8.1 ‘Tower and Stockade’ – Online Resistance to Political Threats to Dismantle KAN
In mid-2016, KAN started establishing its online presence in preparation for the approaching date of its first broadcast, scheduled for a few months later. As one interviewee explained: ‘The original purpose of the digital operation was to introduce the organisation to the public, to establish it in the audience’s mind and to create a brand’. However, when the broadcasting date was repeatedly postponed and KAN had to struggle to ensure its future, the online presence became an expression of resistance. ‘First we built a website so we can come across as a formal media service and mainly for visibility purposes, and at the same time we started posting on Facebook’.
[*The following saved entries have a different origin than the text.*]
PR #151, opened 2026-04-21
fix(init): bare skim hooks, unified stdin/pipe infra, non-interactive install

dean0x:
## Summary

Three interconnected changes: hook script portability, unified stdin/pipe infrastructure across all subcommands, and non-interactive install UX.

### Change A — Bare `skim` in hook scripts
- Hook scripts now emit `exec skim rewrite --hook` (PATH-resolved) instead of hardcoded absolute binary paths — eliminates "unknown git subcommand" failures after upgrading skim via npm
- Format-aware idempotency detects old-format hooks and forces regeneration even when version matches
- Removed `validate_shell_safe_path()`, `SHELL_UNSAFE_CHARS`, and 12 associated tests (attack surface no longer exists)

### Change B — Unified stdin/pipe reading infrastructure
- New shared primitives in `cmd/mod.rs`: `should_read_stdin()`, `read_bounded()`, `read_stdin_bounded()`, `obtain_output()`
- `obtain_output()` provides a single entry point for all subcommands: read piped stdin OR spawn the real command, with empty-stdin fallthrough
- Bounded reads with 10 MB cap and lossy UTF-8 fallback, matching `runner.rs` pipe behavior

### Change C — Test runner deduplication
- `go.rs`, `pytest.rs`, `vitest.rs` refactored to use shared `run_passthrough()` and `try_read_stdin()` from `test/shared.rs`
- Eliminated duplicated passthrough/stdin/error-hint logic across all test parsers
- `emit_failure_context` helper centralized in `shared.rs`

### Change D — Infra `--json` flag disambiguation
- New `extract_infra_json_flag()` distinguishes skim's `--json` (boolean format flag) from `gh --json fields` (value pair forwarded to the tool)
- Scoped to infra subcommand only — global `extract_json_flag` unchanged to avoid breaking lint's `["--json", "eslint"]` pattern

### Change E — `runner.rs` expansion
- `run_with_env()` method for environment variable overrides during spawn
- Cascading binary resolution support

### Change F — Non-interactive `skim init`
- Removed non-TTY guard, interactive scope/marketplace prompts, and confirmation prompt from install flow
- `--yes` still accepted for backward compatibility (used by uninstall only)
- Removed `prompt_choice()` helper (dead code)

### Change G — New E2E tests
- `cli_test_pytest.rs` — pytest parser integration tests
- `cli_test_vitest.rs` — vitest parser integration tests
- 3 new unit tests for hook format detection (new/old/missing)

## Metrics

- 40 files changed, +1,228 / −816 (net −195 when excluding new test files)
- Test count: 2,800 → verified passing

## Test plan

- [x] `cargo build --all-features` — passes
- [x] `cargo clippy -- -D warnings` — zero warnings
- [x] `cargo test --all-features` — all tests pass
- [x] `skim init` detects old-format hook and regenerates
- [x] `skim init` (second run) reports "Already up to date"
- [x] Non-TTY install succeeds without `--yes`
- [x] Piped stdin flows through `obtain_output` correctly
- [x] `skim infra gh --json fields pr list` preserves `--json fields` for gh
- [x] Uninstall still prompts for confirmation


dean0x:
The `trim().is_empty()` call scans the full stdin buffer from both ends before deciding whether to use it. For the empty-pipe case this PR targets, this is harmless. For large legitimate inputs, this adds unnecessary O(n) work. 

Replace with a short-circuit pattern that avoids the full scan:

```rust
// Instead of: stdin_buf.trim().is_empty()
// Use: (no non-whitespace bytes exist)
if stdin_buf.bytes().any(|b| !b.is_ascii_whitespace()) {
    stdin_content = Some(stdin_buf);
}
```

This short-circuits on the first non-whitespace byte, making the empty case O(1).

**Performance Review Confidence**: 85%

dean0x:
The comparison `bytes_read as u64 >= MAX_STDIN_BYTES` mixes types: `usize` from `read_to_string` with a `u64` constant. The cast is safe in practice but obscures intent and adds cognitive overhead.

Fix by making `MAX_STDIN_BYTES` a `usize` to match the return type:

```rust
const MAX_STDIN_BYTES: usize = 64 * 1024 * 1024;
// ...
if bytes_read >= MAX_STDIN_BYTES {
    anyhow::bail!("stdin input exceeded 64 MiB limit");
}
```

Note: `take()` still needs `u64`, so the cast moves there: `.take(MAX_STDIN_BYTES as u64)`

**Rust Review Confidence**: 82%

dean0x:
The new tests at lines 187-206 use bare `Command::cargo_bin("skim")` without isolating environment variables. This is inconsistent with the 10 other test files in this PR that added `env_remove("SKIM_PASSTHROUGH")` and `env_remove("SKIM_DEBUG")`.

If `SKIM_PASSTHROUGH=1` is set in the developer's shell during `cargo test`, these tests may exercise the passthrough code path instead of the intended compression path, potentially masking regressions.

Add env isolation:
```rust
Command::cargo_bin("skim")
    .unwrap()
    .env_remove("SKIM_PASSTHROUGH")
    .env_remove("SKIM_DEBUG")
    .arg("test")
    .arg("vitest")
    .arg("run")
    // ...
```

**Consistency & Rust Review Confidence**: 85%

dean0x:
The `should_read_stdin()` helper was extracted here but the same `!std::io::stdin().is_terminal() && args.is_empty()` logic remains duplicated across the codebase:
- `test/cargo.rs:72` (inline expression)
- `file/mod.rs:125` (inline expression)
- `lint/mod.rs:153` (inline expression)
- `pkg/mod.rs:96` (inline expression)
- `infra/mod.rs:117` (as separate `should_use_stdin()` function)

This creates a consistency risk: a future fix to stdin detection logic must be applied in 6 separate locations. All six sites currently agree, but consolidation reduces drift surface.

**Recommendation**: Promote `should_read_stdin()` to `cmd/mod.rs` as `pub(crate)` and consolidate all call sites. At minimum, migrate `test/cargo.rs` (same `test/` module sibling) in this PR to use the shared helper.

**Architecture & Consistency Review Confidence**: 90%

dean0x:
Vitest has `test_vitest_with_args_does_not_read_stdin` validating the args-guard fix via the CLI boundary. Pytest received the identical fix (switching from bare `is_terminal()` to `should_read_stdin(args)` at both `pytest.rs:52` and `pytest.rs:74`), but pytest has no corresponding integration test in `cli_test_pytest.rs`.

This ‘online only’ phase was supposed to last two months. However, as the broadcast date was put off more than once, it persisted for over a year. During this time, establishing a strong online presence was perceived by KAN as a way to gain legitimacy for the new organisation. Indeed, the head of the digital division stated in a journalistic interview: ‘We want to show that we already exist’.45
In the words of an employee in KAN I interviewed: ‘We felt like the “Tower and Stockade” of the new public service organisation’. ‘Tower and Stockade’ (in Hebrew: Homa U’Migdal) is the name of an operation carried out between 1936 and 1939 in which 52 settlements were founded by the Jewish residents in Palestine during the British mandate in response to the Arab Revolt and the restrictions imposed by the Mandatory authorities on the construction of new Jewish settlements. First, the guard tower and defense stockade were erected, usually overnight, in order to confirm the existence of the settlement as a fait accompli (according to an Ottoman law still in effect at the time, an illegal building could not be demolished once the roof was completed); the other buildings were constructed later.46 ‘Tower and Stockade’ was used here as a metaphor to allude to both the national mission of the Jewish pioneers and their resistance against a hostile and restricting government. The KAN employee spelled this out explicitly:
Tower and Stockade, we felt it’s all on us, if there will be a new corporation or not it all depends on us. We produced tons of PSB content and poured it online. We had to justify our existence, to earn legitimacy.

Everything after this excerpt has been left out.